PR #8693, opened 2025-07-28
e2e: update data explorer convert to code test

midleman:
### Summary
* Enabling current state of data explorer "convert to code" test in CI.

### QA Notes
Feature does not appear to be enabled for web, so untagged for now.

@:win @:data-explorer

Issue #8530, opened 2025-07-15
Data explorer: create a pandas backend


isabelizimm:
implement the code creation for "Copy as Code" comm messages for pandas dataframes

midleman:
### Verified Fixed
Positron Version(s) : [2025.09.0-45](https://github.com/posit-dev/positron-builds/releases/tag/2025.09.0-45)
OS Version(s) : MacOS

### Test scenario(s) 
Confirmed this has been implemented. Comprehensive testing of BE will be through FE e2e testing. Closing as resolved.

### Link(s) to test cases run or created: 
https://github.com/posit-dev/positron/blob/main/test/e2e/tests/data-explorer/convert-to-code.test.ts

PR #8716, opened 2025-07-29
data explorer: `pandas` convert to code backend

isabelizimm:
I've added a main `CodeConverter` class to be subclassed for each package backend. Since we'll always know the data type at the time of code conversion, there's no need for handling to dispatch a specific backend. Instead, we'll directly call the appropriate converter (e.g., `PandasConverter`) when needed.

Inside the converter, we'll always follow these steps in order: 1) handle row filters, 2) handle column filters (not yet implemented), and 3) handle sorts. Each step produces two lists of strings: one for preprocessing and one for the method chain itself. The preprocessing strings are concatenated into a single list, and the method chain is combined into a single mega-string so the frontend can format it without needing to handle escaped lines on the backend. The preprocessing + method chain ends up as a resulting list to send to the front end.

Most of the code creation is using the same methods as in the [`_eval_filter` method](https://github.com/posit-dev/positron/blob/17ef3bb91e5a9f6bbf26366f195f007476fdff5a/extensions/positron-python/python_files/posit/positron/data_explorer.py#L1633) that provides the Data Explorer itself with filter outputs, but there are some differences:

- for date comparisons that include timezones: coerce the string value to a `pd.Timestamp(value, tz=timezone)`^*
- for `RowFilterType.Between\NotBetween`: use the `.between(left, right)` rather than the mask shown below
https://github.com/posit-dev/positron/blob/17ef3bb91e5a9f6bbf26366f195f007476fdff5a/extensions/positron-python/python_files/posit/positron/data_explorer.py#L1651-L1655
- for comparisons: rather than using `operator.operation_name(column, value)`, use `df[df['column'] operation value]`, eg `df[df['column'] > 3]`

^*this is giving some slight inconsistencies 😩 pandas Timestamps are inclusive of start dates whereas the Data Explorer is not. Looking into options here! UPDATE: turns out this was a bug, see #8760.

#### New Features

- #8530 Allows data explorer filters to be converted to code for `pandas` data frames.

#### Bug Fixes

- N/A

### QA Notes

I've added a handful of unit tests here to check that the dataframe generated from the "convert to code" is equivalent to an expected output. We also have an e2e test that started running in #8693 

You can do a quick overview by using the flights data in `qa-example-content`. Unit tests cover all the operations, although not for all types.

@:data-explorer


src/vs/workbench/browser/positronModalDialogs/convertToCodeModalDialog.tsx
```diff
@@ -143,7 +143,17 @@ export const ConvertToCodeModalDialog = (props: ConvertToCodeDialogProps) => {
 				"Convert to Code"
 			))()}
 			width={400}
-			onAccept={() => props.renderer.dispose()}
+			onAccept={async () => {
```
isabelizimm, line 146: I updated the modal so that when you click `OK`, the code is copied to clipboard for convenience to try it out. Modal UI edits forthcoming!

extensions/positron-python/python_files/posit/positron/data_explorer.py
```diff
@@ -816,11 +818,7 @@ def _prof_histogram(
             supported_formats=[],
         ),
         convert_to_code=ConvertToCodeFeatures(
-            support_status=SupportStatus.Supported,
-            code_syntaxes=[
-                CodeSyntaxName(code_syntax_name="pandas"),
-                CodeSyntaxName(code_syntax_name="polars"),
-            ],
+            support_status=SupportStatus.Unsupported,
```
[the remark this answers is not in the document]
isabelizimm: this is for a non polars or pandas dataframe, so we'll just turn this off completely. ignore!

extensions/positron-python/python_files/posit/positron/converters/pandas_converter.py
```diff
@@ -0,0 +1,233 @@
...
+        # no agruments for case sensitivity in startswith or endswith,
+        # so we have to make everything lowercase
+        if not case_sensitive:
+            column_access = f"{column_access}.str.lower()"
+            value = value.lower()
+
+        if search_type == TextSearchType.StartsWith:
+            return f"{column_access}.str.startswith({value!r}, na = False)"
+        elif search_type == TextSearchType.EndsWith:
+            return f"{column_access}.str.endswith({value!r}, na = False)"
```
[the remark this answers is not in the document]
isabelizimm: duplicated from other comment, resolving

extensions/positron-python/python_files/posit/positron/data_explorer.py
```diff
@@ -1372,23 +1374,28 @@ def suggest_code_syntax(self, request: SuggestCodeSyntaxRequest):  # noqa: ARG00
         """Returns the supported code types for exporting data."""
         return CodeSyntaxName(code_syntax_name="pandas").dict()
 
-    def convert_to_code(self, request: ConvertToCodeRequest):  # noqa: ARG002
+    def convert_to_code(self, request: ConvertToCodeParams):
         """Translates the current data view, including filters and sorts, into a code snippet."""
-        return ConvertedCode(
-            converted_code=["import pandas as pd", "# TODO: Implement export to code"]
-        ).dict()
+        # hack hack hack, the front end actually does not store sort keys
```
isabelizimm: should the front end be updating its backend state to track sorts? right now it does not.

extensions/positron-python/python_files/posit/positron/converters/pandas_converter.py
```diff
@@ -0,0 +1,242 @@
...
+
+        if self.filter_key.column_schema.type_display == ColumnDisplayType.String:
+            value = repr(value)
+
+        # if it looks date-like, make it a Timestamp, which allows us to handle timezones
+        elif self.filter_key.column_schema.type_display in [
+            ColumnDisplayType.Datetime,
+            ColumnDisplayType.Date,
+        ]:
+            tz = self.filter_key.column_schema.timezone
```
isabelizimm: if something looks datetime or date-like, we'll always put it in a `pd.Timestamp`, which is able to convert strings.

extensions/positron-python/python_files/posit/positron/converters/convert.py
```diff
@@ -0,0 +1,99 @@
...
+    """Base class for generating dataframe code strings."""
+
+    def __init__(self, table, table_name: str, params: ConvertToCodeParams):
+        """
+        Initialize the code generator with a default DataFrame variable name.
+
+        Args:
+            table: DataFrame or Series to generate code for
+            table_name: Name of the DataFrame variable in the generated code
+            params: Parameters for conversion, including filters and sort keys
```
wesm: Nit: it would be a bit better to use Numpydoc-style docstrings — I haven't done a systematic review of the codebase but we use them elsewhere, would probably be a good idea to normalize everything

extensions/positron-python/python_files/posit/positron/converters/pandas_converter.py
```diff
@@ -0,0 +1,242 @@
+#
```
wesm: Nit: I would be somewhat more of a fan of putting all of the codegen code in a single Python module, at least for now. That said, we might be getting to a point where breaking up test_data_explorer.py would be a good idea for the sake of being easier for AI tools to digest

extensions/positron-python/python_files/posit/positron/converters/pandas_converter.py
wesm: This seems like a safe approach

extensions/positron-python/python_files/posit/positron/converters/pandas_converter.py
```diff
@@ -0,0 +1,242 @@
...
+        search_type = self.filter_key.params.search_type
+        value = self.filter_key.params.term
+        case_sensitive = self.filter_key.params.case_sensitive
+
+        if search_type == TextSearchType.Contains:
+            return f"{column_access}.str.contains({value!r}, case={case_sensitive}, na=False)"
+        elif search_type == TextSearchType.NotContains:
+            return f"~{column_access}.str.contains({value!r}, case={case_sensitive}, na=True)"
+        elif search_type == TextSearchType.RegexMatch:
+            return f"{column_access}.str.match({value!r}, case={case_sensitive}, na=False)"
```
wesm: I looked at the test suite and it seems that these are the only cases where NA can show up in the results of a filter

extensions/positron-python/python_files/posit/positron/data_explorer.py
wesm: That sounds possibly buggy — after applying a sort, the BackendState _should_ be updating in the front end which would sync the sort keys, but if there is a scenario where the frontend state can fall out of sync, we should fix that (if I'm understanding the issue correctly)

extensions/positron-python/python_files/posit/positron/data_explorer.py
```diff
@@ -1372,23 +1374,28 @@ def suggest_code_syntax(self, request: SuggestCodeSyntaxRequest):  # noqa: ARG00
         """Returns the supported code types for exporting data."""
         return CodeSyntaxName(code_syntax_name="pandas").dict()
 
-    def convert_to_code(self, request: ConvertToCodeRequest):  # noqa: ARG002
+    def convert_to_code(self, request: ConvertToCodeParams):
```
wesm, line 1385: Does the codegen feature flag for pandas need to be flipped on?

extensions/positron-python/python_files/posit/positron/converters/__init__.py
```diff
@@ -0,0 +1,5 @@
+#
+# Copyright (C) 2025 Posit Software, PBC. All rights reserved.
+# Licensed under the Elastic License 2.0. See LICENSE.txt for license information.
+#
```
wesm: Per below, it's a nitpick but I'm more of the "flatter is better" mindset with respect to subpackages but either way it isn't a big deal

wesm (commented):
Looking good! I only had a few nitpick comments. I haven't checked whether the generated code needs to be "prettified", but I'm sure that's something we can improve later if it is not already

extensions/positron-python/python_files/posit/positron/data_explorer.py
isabelizimm: Poked into this a bit; yep it's a bug 🐛 We update the backend state when [row filters are added](https://github.com/posit-dev/positron/blob/9f9dfd594d04403daf0f0401e14df7153876f141/src/vs/workbench/services/positronDataExplorer/browser/tableDataDataGridInstance.tsx#L685), but [not when sorts are added](https://github.com/posit-dev/positron/blob/9f9dfd594d04403daf0f0401e14df7153876f141/src/vs/workbench/services/positronDataExplorer/browser/tableDataDataGridInstance.tsx#L227). I'll open up a small PR with that update!

isabelizimm: Okay, added #8843 as a fix for this

extensions/positron-python/python_files/posit/positron/data_explorer.py
isabelizimm: It's already on! Right now there's 2 levels of feature flag-- for the whole feature and then per-syntax. 

The whole feature on/off switch was for early development, so we could see all the syntaxes and backends. I'll remove it once this + UI updates are in. At that point, the `Convert to Code` button will only show up for supported types (vs right now when you can always see it).

extensions/positron-python/python_files/posit/positron/converters/pandas_converter.py
isabelizimm: updated!

extensions/positron-python/python_files/posit/positron/converters/pandas_converter.py
isabelizimm: Yep, this follows what the data explorer does on filter as well! 

https://github.com/posit-dev/positron/blob/9f9dfd594d04403daf0f0401e14df7153876f141/extensions/positron-python/python_files/posit/positron/data_explorer.py#L1722-L1723

We'll always treat NA as false, except for `NotContains`. The data explorer explicitly fills NA as False, but this feels more like filtering code in a "normal" data analysis.

wesm (approved):
+1 !

Issue #8600, opened 2025-07-21
Gate new notebook frontend behind an experimental setting


juliasilge:
As of today's daily build, you can right click on an `.ipynb` and then "Open With...", and you get the option of our new Positron Notebook:

<img width="636" height="209" alt="Image" src="https://github.com/user-attachments/assets/7d964487-608f-404f-95be-cd0ed0c468a7" />

For the 2025.08 release, we want to put the availability of this new editor (#8506) behind a setting. Let's use the "experimental" tag on this setting for now.

jlang-311:
@nstrayer @juliasilge  this looks like something we would like to get in for this release.  Can we get this completed before code branch? cc: @jonvanausdeln

jonvanausdeln:
### Verified Fixed
Positron Version(s) : [2025.08.0-124](https://github.com/posit-dev/positron-builds/releases/tag/2025.08.0-124)
OS Version(s) : Windows 11

### Test scenario(s) 

New notebook no longer appears in `Open With...`

<img width="466" height="229" alt="Image" src="https://github.com/user-attachments/assets/d70284ab-b119-464e-a176-ca1c276d185d" />

PR #8718, opened 2025-07-29
Add feature flag to hide experimental Positron notebook editor

nstrayer:
Addresses #8600.

Adds `positron.notebook.enabled` configuration setting (default: false) to conditionally register the Positron notebook editor. When disabled, the Positron notebook option is hidden from the "Open With..." menu for .ipynb files, leaving only the default VS Code notebook editor available. When enabled, users can access the Positron notebook editor alongside the standard editor.

The setting is marked with the `experimental` tag and hidden from the Settings UI (`included: false`), making it a "secret" setting configurable only via JSON for advanced users. The setting name excludes "experimental" to allow future flexibility when the feature graduates from experimental status.

#### New Features
- Added experimental setting to control availability of Positron notebook editor

#### Bug Fixes  
- N/A

### QA Notes

Verify the setting controls editor availability. Restart required for changes to take effect.

1. **Test default behavior (feature disabled):**
   - Right-click any `.ipynb` file → "Open With..."
   - Should only see standard VS Code notebook editor option

2. **Test enabled behavior:**
   - The setting is hidden from Settings UI and must be configured in JSON
   - Add to `settings.json`:
     ```json
     {
       "positron.notebook.enabled": true
     }
     ```
   - Restart Positron
   - Right-click any `.ipynb` file → "Open With..."
   - Should see both "Notebook Editor" and "Positron Notebook" options

3. **Test setting persistence:**
   - Verify the setting persists across Positron restarts
   - Verify disabling the setting removes the Positron notebook option

### DIFF
--- a/src/vs/workbench/contrib/positronNotebook/browser/positronNotebookExperimentalConfig.ts
+++ b/src/vs/workbench/contrib/positronNotebook/browser/positronNotebookExperimentalConfig.ts
@@ -14,10 +14,10 @@ import { Registry } from '../../../../platform/registry/common/platform.js';
 import { positronConfigurationNodeBase } from '../../../services/languageRuntime/common/languageRuntime.js';
 
 // Key for the configuration setting (relative to positron configuration node)
-export const POSITRON_NOTEBOOK_EXPERIMENTAL_ENABLED_KEY = 'notebook.experimental.enabled';
+export const POSITRON_NOTEBOOK_ENABLED_KEY = 'notebook.enabled';
 
 // Full configuration path (for affectsConfiguration and external references)
-export const POSITRON_NOTEBOOK_EXPERIMENTAL_ENABLED_FULL_KEY = 'positron.notebook.experimental.enabled';
+export const POSITRON_NOTEBOOK_ENABLED_FULL_KEY = 'positron.notebook.enabled';
 
 /**
  * Retrieves the value of the configuration setting that determines whether to enable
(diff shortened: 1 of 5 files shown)


src/vs/workbench/contrib/positronNotebook/browser/positronNotebookExperimentalConfig.ts
```diff
@@ -0,0 +1,54 @@
...
+	...positronConfigurationNodeBase,
+	scope: ConfigurationScope.MACHINE_OVERRIDABLE,
+	properties: {
+		[POSITRON_NOTEBOOK_EXPERIMENTAL_ENABLED_KEY]: {
+			type: 'boolean',
+			default: false,
+			included: false, // Hide from Settings UI - can only be set directly in JSON
+			markdownDescription: localize(
+				'positron.enablePositronNotebookExperimental',
+				'**EXPERIMENTAL**: Enable the experimental Positron Notebook editor for .ipynb files. When disabled, the default VS Code notebook editor will be used.\n\nA restart is required to take effect.'
```
juliasilge: Can you use the experimental **tag** on this, instead of putting it into the markdown?

Also, you might consider not having "experimental" in the setting name, so we can eventually make this setting not experimental but still toggleable easily.

juliasilge (dismissed):
Working as expected when not set or with `"positron.notebook.enabled": true` in my `settings.json`! 🙌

PROBLEM STATEMENT —
Using the entries above, extract exactly the span from the line with "e2e: update data" to the line with "to code backend", both lines included; leave out everything else.

SOLUTION TO THIS EXERCISE —
e2e: update data explorer convert to code test

midleman:
### Summary
* Enabling current state of data explorer "convert to code" test in CI.

### QA Notes
Feature does not appear to be enabled for web, so untagged for now.

@:win @:data-explorer

Issue #8530, opened 2025-07-15
Data explorer: create a pandas backend


isabelizimm:
implement the code creation for "Copy as Code" comm messages for pandas dataframes

midleman:
### Verified Fixed
Positron Version(s) : [2025.09.0-45](https://github.com/posit-dev/positron-builds/releases/tag/2025.09.0-45)
OS Version(s) : MacOS

### Test scenario(s) 
Confirmed this has been implemented. Comprehensive testing of BE will be through FE e2e testing. Closing as resolved.

### Link(s) to test cases run or created: 
https://github.com/posit-dev/positron/blob/main/test/e2e/tests/data-explorer/convert-to-code.test.ts

PR #8716, opened 2025-07-29
data explorer: `pandas` convert to code backend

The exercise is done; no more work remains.